Work order ->
The lines to reproduce from the material below are those from the one containing "Also skip the" through the one containing "finalized FP8/INT8/MXFP8 layouts;", both included; write them out exactly and add nothing.

○ ○ ○ ○ ○ ○ ○

PR #6573, opened 2026-08-24
[Feature][Diffusion] Allow online INT8 quantization with DLO AllGather

brandneway:
DLO+AllGather rejected every online quantization method except per-tensor FP8, because only that finalized layout had been validated against DLO's dtype-flat shard / as_strided reconstruction protocol. Online INT8 and online MXFP8 are in the same layout family and are now allowed through the same path, so all three validated online methods (per-tensor FP8, INT8, MXFP8) can stack with DLO:

Online INT8

Int8OnlineLinearMethod (CUDA) leaves a transposed-view int8 weight plus a scalar fp32 scale -- the exact strided-view case the physical-order packing in _shard_and_pin already handles for online FP8.
NPUInt8OnlineLinearMethod (NPU) leaves a contiguous pre-transposed (K, N) int8 weight plus a 1-D fp32 per-channel scale -- plain, transportable dtypes with no exotic scale/packing layout.
Online MXFP8

NPUMxfp8OnlineLinearMethod (NPU) leaves a contiguous pre-transposed (K, N) fp8 weight plus a contiguous (K_groups/2, N, 2) e8m0 block scale -- plain 1-byte dtypes in ordinary contiguous layouts.
VllmMxfp8OnlineLinearMethod (vLLM kernel, XPU) leaves a contiguous (N, K) fp8 weight with its e8m0 scale stored as a transposed view over a contiguous (K/32, N) buffer -- the same strided-view family the physical-order packing already covers.
Every validated method keeps standard dtypes on the host shard, pinned staging, and the weight AllGather, so no transport changes are needed. The MXFP8 allowlist entry imports defensively, so the gate keeps working on vLLM builds without MXFP8 kernel support.

Also skip the AllGather allowlist when the effective DLO group size is one: no weight collective runs in that case (rank-local transfer), so an unvalidated online method must not be rejected there even with the default dlo_use_allgather=True.

Purpose
Allow the validated online quantization methods (per-tensor FP8, INT8, MXFP8) to combine with DLO AllGather, while keeping the gate fail-closed for unvalidated online methods.

Test Plan
pytest tests/diffusion/offloader/test_distributed_layerwise_backend.py -- byte-for-byte AllGather reconstruction of the finalized FP8/INT8/MXFP8 layouts;
pytest tests/diffusion/model_loader/test_diffusers_loader.py -- loader gate: online INT8/MXFP8 pass and use the ordinary loader before DLO sharding; group-size-one skips the gate; unvalidated methods are rejected;
pre-commit run --files <changed files>.

### DIFF
--- a/docs/design/feature/offloader/distributed_layerwise_offload.md
+++ b/docs/design/feature/offloader/distributed_layerwise_offload.md
@@ -27,6 +27,7 @@ Legend: ✅ supported, ⚠️ compatibility path or limited validation, ❌ unsu
 | **HSDP** | ❌ Rejected to avoid double-sharding parameters. | ⚠️ Limited end-to-end coverage. |
 | **Per-tensor online FP8 linears** | ✅ Ordinary loader finalizes weights and scales before DLO sharding. | ✅ Ordinary loader retains complete rank-local tensors. |
 | **Online INT8 linears** | ✅ Ordinary loader finalizes the int8 weight (contiguous or transposed view) and fp32 scale before DLO sharding. | ✅ Ordinary loader retains complete rank-local tensors. |
+| **Online MXFP8 linears** | ✅ Ordinary loader finalizes the fp8 weight (contiguous) and e8m0 block scale (contiguous or transposed view) before DLO sharding. | ✅ Ordinary loader retains complete rank-local tensors. |
 | **Other online quantization methods** | ❌ Rejected until runtime packing and scale layouts are validated. | ⚠️ Allowed through the ordinary loader; validation is method-specific. |
 | **Model-level or standard layerwise CPU offload** | ❌ Disabled because DLO takes priority. | ❌ Disabled because DLO takes priority. |
 | **Resident leading layers** | ❌ Rejected. | ✅ Requires eligible resident paths in the model's `OffloadPlan`. |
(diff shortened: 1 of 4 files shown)


tests/diffusion/offloader/test_distributed_layerwise_backend.py
```diff
@@ -245,6 +245,160 @@ def fake_allgather(output, local_shard, *, group):
...
+            def __init__(self):
+                super().__init__()
+                logical = torch.arange(1.0, 13.0).reshape(3, 4)
+                # NPU online int8: qweight.t().contiguous() -> (K, N), 1-D scale
+                self.npu_weight = nn.Parameter(logical.t().contiguous().to(torch.int8), requires_grad=False)
+                self.npu_weight_scale = nn.Parameter(torch.tensor([2.0, 3.0, 4.0]), requires_grad=False)
+                # CUDA online int8: Parameter(qweight.t().data) -> transposed
+                # view (stride (1, K)) over the (N, K) storage, scalar scale
+                self.cuda_weight = nn.Parameter((logical + 100).to(torch.int8).t(), requires_grad=False)
+                self.cuda_weight_scale = nn.Parameter(torch.tensor([0.5]), requires_grad=False)
```
hsliuustc0106, line 272: nit: the finalized CUDA online-INT8 scale is per-channel, not scalar — `Int8OnlineLinearMethod.process_weights_after_loading` quantizes via `ops.scaled_int8_quant(layer.weight, scale=None)`, which is vLLM's dynamic per-token branch returning an `(N, 1)` fp32 scale — so `torch.tensor([0.5])` (and the "scalar fp32 scale" wording in the PR description) mis-models the layout the protocol will actually see. Descriptive only: a contiguous (N, 1) scale flows through the same dtype-grouped packing as the 1-D NPU scale above, so the allowlist conclusion stands. Suggest `torch.tensor([[0.5], [0.6], [0.7]])` here and dropping "scalar" from the description.

david6666666:
GPU accuracy validation (base fbc93a0e08e4 vs PR head b6cd24f594f5) on 8x NVIDIA B300 (4 GPUs per run), using the same local MiniMax-H3 Ref2VA snapshot and:
`pytest -q tests/e2e/accuracy/minimax_h3/test_minimax_h3_i2va_ref2va_similarity.py --run-level full_model`

Both runs passed (2/2), with SSIM >= 0.97 and PSNR >= 34 dB:
- I2VA: base SSIM 0.972621 / PSNR 35.074173 dB; head 0.974463 / 36.098755 dB.
- Ref2VA: base and head SSIM 0.980582 / PSNR 42.651423 dB (the generated videos were byte-identical).

The new DLO loader/backend unit coverage also passes (5 targeted tests). Note that this accuracy test uses HSDP and does not enable DLO or online INT8/MXFP8 quantization, so it is a regression check for the default path rather than end-to-end coverage of the new DLO+online-quantization path.

docs/design/feature/offloader/distributed_layerwise_offload.md
```diff
@@ -459,8 +465,8 @@ Current source-level validation includes:
 - HSDP + DLO without AllGather acceptance at configuration level;
 - loader preflight fallback for TP, HSDP, online quantization, unknown custom
   loaders, missing keys, and shape/dtype mismatches;
-- ordinary-loader fallback for per-tensor online FP8 linears followed by DLO
-  sharding of finalized weights and scales;
+- ordinary-loader fallback for per-tensor online FP8, online INT8, and online
+  MXFP8 linears followed by DLO sharding of finalized weights and scales;
```
david6666666, line 469: [P2] Add a path-level check for the new allowlist

These checks are mock/unit-level, while the MiniMax-H3 accuracy test uses HSDP without DLO or online INT8/MXFP8. A runtime layout regression in the newly allowed AllGather path could therefore pass this suite. Please add a guarded GPU smoke for one supported method, or qualify the ✅ claim as source-level validation.

david6666666 (commented):
The loader gate and group-size-one handling look coherent, and the five added targeted tests pass. I left one non-blocking coverage comment below.

david6666666 (approved):
LGTM now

○ ○ ○ ○ ○ ○ ○

Result ->
Also skip the AllGather allowlist when the effective DLO group size is one: no weight collective runs in that case (rank-local transfer), so an unvalidated online method must not be rejected there even with the default dlo_use_allgather=True.

Purpose
Allow the validated online quantization methods (per-tensor FP8, INT8, MXFP8) to combine with DLO AllGather, while keeping the gate fail-closed for unvalidated online methods.

Test Plan
pytest tests/diffusion/offloader/test_distributed_layerwise_backend.py -- byte-for-byte AllGather reconstruction of the finalized FP8/INT8/MXFP8 layouts;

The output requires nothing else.